Eventually we will get segments back again.

MarkSweep•1y ago
That would be pretty cool. Something like the Win32 function GetWriteWatch, but implemented in hardware instead of the page fault handler (I assume).

https://learn.microsoft.com/en-us/windows/win32/api/memoryap...

Or some sort of special write barrier store op-code, idk.

mike_hearn•1y ago
It exists, that's called MPKs.
twoodfin•1y ago
I don’t think MPK’s will fit the need I have. Simply: Run some arbitrary, untrusted, non-sandboxed code in the same thread with assurance it can’t read page X. When that code completes and I’m back in code I trust, X is readable again.
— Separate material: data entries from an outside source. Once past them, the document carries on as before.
PR #4049, opened 2020-06-03
DHFPROD-4984: Filter object/array type properties using entity model

akshaysonvane:
### Description
Moved the logic for filtering out array/object type properties to the data service.
Also, we now use the entity model to filter out array/object type properties instead of relying on the column names sent by the FE.
#### Checklist: 
```diff
- Note: do not change the below
```

-  ##### Owner:

- [x] Added Tests
  

- ##### Reviewer:

- [x] Reviewed Tests

### DIFF
--- a/marklogic-data-hub-central/src/main/java/com/marklogic/hub/central/entities/search/FacetHandler.java
+++ b/marklogic-data-hub-central/src/main/java/com/marklogic/hub/central/entities/search/FacetHandler.java
@@ -1,0 +1,26 @@
+/*
+ * Copyright 2012-2020 MarkLogic Corporation
+ *
+ *  Licensed under the Apache License, Version 2.0 (the "License");
+ *  you may not use this file except in compliance with the License.
+ *  You may obtain a copy of the License at
+ *
+ *     http://www.apache.org/licenses/LICENSE-2.0
+ *
+ *  Unless required by applicable law or agreed to in writing, software
+ *  distributed under the License is distributed on an "AS IS" BASIS,
+ *  WITHOUT WARRANTIES OR CONDITIONS OF ANY KIND, either express or implied.
+ *  See the License for the specific language governing permissions and
+ *  limitations under the License.
+ *
+ */
+package com.marklogic.hub.central.entities.search;
+
+import com.marklogic.client.query.StructuredQueryBuilder;
+import com.marklogic.client.query.StructuredQueryDefinition;
+import com.marklogic.hub.central.entities.search.models.DocSearchQueryInfo;
+
+public interface FacetHandler {
+
+    StructuredQueryDefinition buildQuery(DocSearchQueryInfo.FacetData data, StructuredQueryBuilder queryBuilder);
+}
--- a/marklogic-data-hub-central/src/main/java/com/marklogic/hub/central/entities/search/impl/CreatedOnFacetHandler.java
+++ b/marklogic-data-hub-central/src/main/java/com/marklogic/hub/central/entities/search/impl/CreatedOnFacetHandler.java
@@ -1,0 +1,53 @@
+/*
+ * Copyright 2012-2020 MarkLogic Corporation
+ *
+ *  Licensed under the Apache License, Version 2.0 (the "License");
+ *  you may not use this file except in compliance with the License.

Is that something MPK makes possible? The doc I’ve read suggests either your process can flip permission bits or it can’t. Great for avoiding out-of-sandbox reads. But if there’s arbitrary execution happening, why can’t that code flip the access to secrets back on?

mike_hearn•1y ago
Oracle Labs has tech that does that:

https://youtu.be/T05FI93MBI8?si=EieFgujaGiW2gbO8&t=958

The trick is to do a cascading disassembly of all untrusted code you'll execute to prove it can't change the MPK register.

twoodfin•1y ago
Wow. Neat trick and exactly the kind of thing I was looking for.

Thanks!

EDIT: Looks like this is the relevant paper from the Graal team: https://www.graalvm.org/resources/articles/binsweep.pdf

jdougan•1y ago
Is that something like the memory protection scheme on the Newton OS?
nyanpasu64•1y ago
Isn't not swapping page tables during a call precisely what the KPTI mitigations had to turn off for Meltdown mitigations?